Issue #339, opened 2024-02-10
Support aarch64 + libcufile


bdice:
As of CUDA 12.2, there is a libcufile library for aarch64. In #328, we updated to CUDA 12.2 but decided to hold off on changing behavior around libcufile on aarch64. Because kvikio dlopens libcufile, it may be possible to have a runtime check that disables libcufile support on aarch64 with CUDA < 12.2 (or if the library is not installed). I haven't investigated this very far, but wanted to open this issue for tracking purposes.

See also: https://github.com/rapidsai/kvikio/pull/328#pullrequestreview-1873354307

We wouldn't be able to add `libcufile` as a hard dependency on aarch64 until dropping CUDA 12.0 / 12.1, but it should be possible to build a package that supports libcufile if it is installed by the user.

cc: @vyasr, thanks for the proposal. This sounds plausible.

vyasr:
Thanks for opening the issue Bradley. I'm pretty sure this is the right long-term answer here, but it's not a blocker for us getting CUDA 12.2 done.

Issue #393, opened 2024-06-13
Incompatibility with ARM


Marcus-M1999:
Hello,

It seems that there is an incompatibility with the ARM architecture. Is there anyway that this could be fixed? I was able to get this repo running by having a colleague build from source, however conda install from the stable and nightly repo doesn't work.
Specs:
 NVIDIA-SMI 550.54.15              Driver Version: 550.54.15      CUDA Version: 12.4 GPU: A6000

madsbk:
What errors are  you seeing? 
We do run CI tests on ARM; it is supposed to work :)

Marcus-M1999:
The kvikio.defaults.compat_mode() returns true even though the cufile.json is set to false. I tested the read & write times both are slower than or equal to the time it takes to save a CPU array. I'm testing by saving a sin wave in a cupy array with the blow code:
`cp.sin(cp.arange(0, 100000000, 0.1))`

jakirkham:
Is this still an issue after our offline discussion, Marcus?

Marcus-M1999:
The code seems to be working, there is a slight speed up for this workload. The only "bug" I would say is that we could only get it working after building the library from source. When trying to install via pip or conda it wouldn't work properly. I'm not sure what the issue could be, if it's working on your system then I'll try to dig deeper into the issue on my IGX.

jakirkham:
It might be worth retrying the pip & conda installs. AIUI there were a number of changes that occurred to the system between initially testing these and switching to building from source to test. It would be good to determine whether the system changes had any effect on the binary installs

jakirkham:
In 24.08 we enabled cuFile on ARM ( https://github.com/rapidsai/kvikio/pull/405 ), which was previously disabled

Does that help?

PR #405, opened 2024-07-16
Enable cuFile on ARM

jakirkham:
Fixes https://github.com/rapidsai/kvikio/issues/339

Builds CUDA 12.2+ ARM packages with cuFile and adds cuFile as a dependency. Continues to build CUDA 11 ARM packages without cuFile.

As cuFile already has the needed logic to `dlopen` cuFile at runtime (with fallbacks for when it is missing), there shouldn't be any additional handling needed for legacy CUDA versions with ARM support.


dependencies.yaml
```diff
@@ -207,12 +207,18 @@ dependencies:
         matrices:
           - matrix:
               arch: aarch64
+              cuda: "12.*"
```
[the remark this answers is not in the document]
jakirkham: Agreed. Had tried this before, but ran into some issues. Though this may have been caused by other changes. Appears to work now

madsbk (approved):
Nice, thanks @jakirkham !

dependencies.yaml
```diff
@@ -4,7 +4,7 @@ files:
     output: conda
     matrix:
       cuda: ["11.8", "12.5"]
-      arch: [x86_64]
+      arch: [aarch64, x86_64]
```
bdice, line 7: I would prefer to revert this. We don't supply ARM environment files for most RAPIDS repos. If you'd like to add ARM conda envs for all of RAPIDS, I would do that in a separate PR and track the effort in rapidsai/build-planning for all repos.
```suggestion
      arch: [x86_64]
```

jakirkham: Given there are other users asking about ARM specifically with KvikIO (and running into issues without more explicit guidance), the environments provide a value add for them. For example: https://github.com/rapidsai/kvikio/issues/393

dependencies.yaml
```diff
@@ -207,12 +207,18 @@ dependencies:
...
+              cuda: "12.*"
             packages:
+              - libcufile-dev
           - matrix:
-              cuda: "12.*"
               arch: x86_64
+              cuda: "12.*"
             packages:
               - libcufile-dev
+          - matrix:
```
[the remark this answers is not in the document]
msarahan: I see, I didn't realize that we had to be so explicit. Thanks for clarifying that.

msarahan (approved):

jakirkham:
Thanks all! 🙏

Anything else needed here?

dependencies.yaml
bdice: I suppose it's fine to include this. Maybe this should be done for all of RAPIDS, with a build-planning issue for tracking.

We don't have a good way to exclude (CUDA 11 + ARM), unless you create a separate file key entry for (CUDA 12 + ARM) That's not worth doing imo.

As we see increased ARM usage, it'll be somewhat helpful to have these environment files readily accessible. I have had to explain how to generate the ARM environments with `rapids-dependency-file-generator` before and it's a little complicated for new DFG users.

bdice (approved):

dependencies.yaml
jakirkham: Agree this is a good idea

Have raised issue: https://github.com/rapidsai/build-planning/issues/87

Please add anything additional to that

→ TASK ITEM
With nothing omitted, set down all of the records again.

→ RESPONSE TO THE EXERCISE
Issue #339, opened 2024-02-10
Support aarch64 + libcufile


bdice:
As of CUDA 12.2, there is a libcufile library for aarch64. In #328, we updated to CUDA 12.2 but decided to hold off on changing behavior around libcufile on aarch64. Because kvikio dlopens libcufile, it may be possible to have a runtime check that disables libcufile support on aarch64 with CUDA < 12.2 (or if the library is not installed). I haven't investigated this very far, but wanted to open this issue for tracking purposes.

See also: https://github.com/rapidsai/kvikio/pull/328#pullrequestreview-1873354307

We wouldn't be able to add `libcufile` as a hard dependency on aarch64 until dropping CUDA 12.0 / 12.1, but it should be possible to build a package that supports libcufile if it is installed by the user.

cc: @vyasr, thanks for the proposal. This sounds plausible.

vyasr:
Thanks for opening the issue Bradley. I'm pretty sure this is the right long-term answer here, but it's not a blocker for us getting CUDA 12.2 done.

Issue #393, opened 2024-06-13
Incompatibility with ARM


Marcus-M1999:
Hello,

It seems that there is an incompatibility with the ARM architecture. Is there anyway that this could be fixed? I was able to get this repo running by having a colleague build from source, however conda install from the stable and nightly repo doesn't work.
Specs:
 NVIDIA-SMI 550.54.15              Driver Version: 550.54.15      CUDA Version: 12.4 GPU: A6000

madsbk:
What errors are  you seeing? 
We do run CI tests on ARM; it is supposed to work :)

Marcus-M1999:
The kvikio.defaults.compat_mode() returns true even though the cufile.json is set to false. I tested the read & write times both are slower than or equal to the time it takes to save a CPU array. I'm testing by saving a sin wave in a cupy array with the blow code:
`cp.sin(cp.arange(0, 100000000, 0.1))`

jakirkham:
Is this still an issue after our offline discussion, Marcus?

Marcus-M1999:
The code seems to be working, there is a slight speed up for this workload. The only "bug" I would say is that we could only get it working after building the library from source. When trying to install via pip or conda it wouldn't work properly. I'm not sure what the issue could be, if it's working on your system then I'll try to dig deeper into the issue on my IGX.

jakirkham:
It might be worth retrying the pip & conda installs. AIUI there were a number of changes that occurred to the system between initially testing these and switching to building from source to test. It would be good to determine whether the system changes had any effect on the binary installs

jakirkham:
In 24.08 we enabled cuFile on ARM ( https://github.com/rapidsai/kvikio/pull/405 ), which was previously disabled

Does that help?

PR #405, opened 2024-07-16
Enable cuFile on ARM

jakirkham:
Fixes https://github.com/rapidsai/kvikio/issues/339

Builds CUDA 12.2+ ARM packages with cuFile and adds cuFile as a dependency. Continues to build CUDA 11 ARM packages without cuFile.

As cuFile already has the needed logic to `dlopen` cuFile at runtime (with fallbacks for when it is missing), there shouldn't be any additional handling needed for legacy CUDA versions with ARM support.


dependencies.yaml
```diff
@@ -207,12 +207,18 @@ dependencies:
         matrices:
           - matrix:
               arch: aarch64
+              cuda: "12.*"
```
[the remark this answers is not in the document]
jakirkham: Agreed. Had tried this before, but ran into some issues. Though this may have been caused by other changes. Appears to work now

madsbk (approved):
Nice, thanks @jakirkham !

dependencies.yaml
```diff
@@ -4,7 +4,7 @@ files:
     output: conda
     matrix:
       cuda: ["11.8", "12.5"]
-      arch: [x86_64]
+      arch: [aarch64, x86_64]
```
bdice, line 7: I would prefer to revert this. We don't supply ARM environment files for most RAPIDS repos. If you'd like to add ARM conda envs for all of RAPIDS, I would do that in a separate PR and track the effort in rapidsai/build-planning for all repos.
```suggestion
      arch: [x86_64]
```

jakirkham: Given there are other users asking about ARM specifically with KvikIO (and running into issues without more explicit guidance), the environments provide a value add for them. For example: https://github.com/rapidsai/kvikio/issues/393

dependencies.yaml
```diff
@@ -207,12 +207,18 @@ dependencies:
...
+              cuda: "12.*"
             packages:
+              - libcufile-dev
           - matrix:
-              cuda: "12.*"
               arch: x86_64
+              cuda: "12.*"
             packages:
               - libcufile-dev
+          - matrix:
```
[the remark this answers is not in the document]
msarahan: I see, I didn't realize that we had to be so explicit. Thanks for clarifying that.

msarahan (approved):

jakirkham:
Thanks all! 🙏

Anything else needed here?

dependencies.yaml
bdice: I suppose it's fine to include this. Maybe this should be done for all of RAPIDS, with a build-planning issue for tracking.

We don't have a good way to exclude (CUDA 11 + ARM), unless you create a separate file key entry for (CUDA 12 + ARM) That's not worth doing imo.

As we see increased ARM usage, it'll be somewhat helpful to have these environment files readily accessible. I have had to explain how to generate the ARM environments with `rapids-dependency-file-generator` before and it's a little complicated for new DFG users.

bdice (approved):

dependencies.yaml
jakirkham: Agree this is a good idea

Have raised issue: https://github.com/rapidsai/build-planning/issues/87

Please add anything additional to that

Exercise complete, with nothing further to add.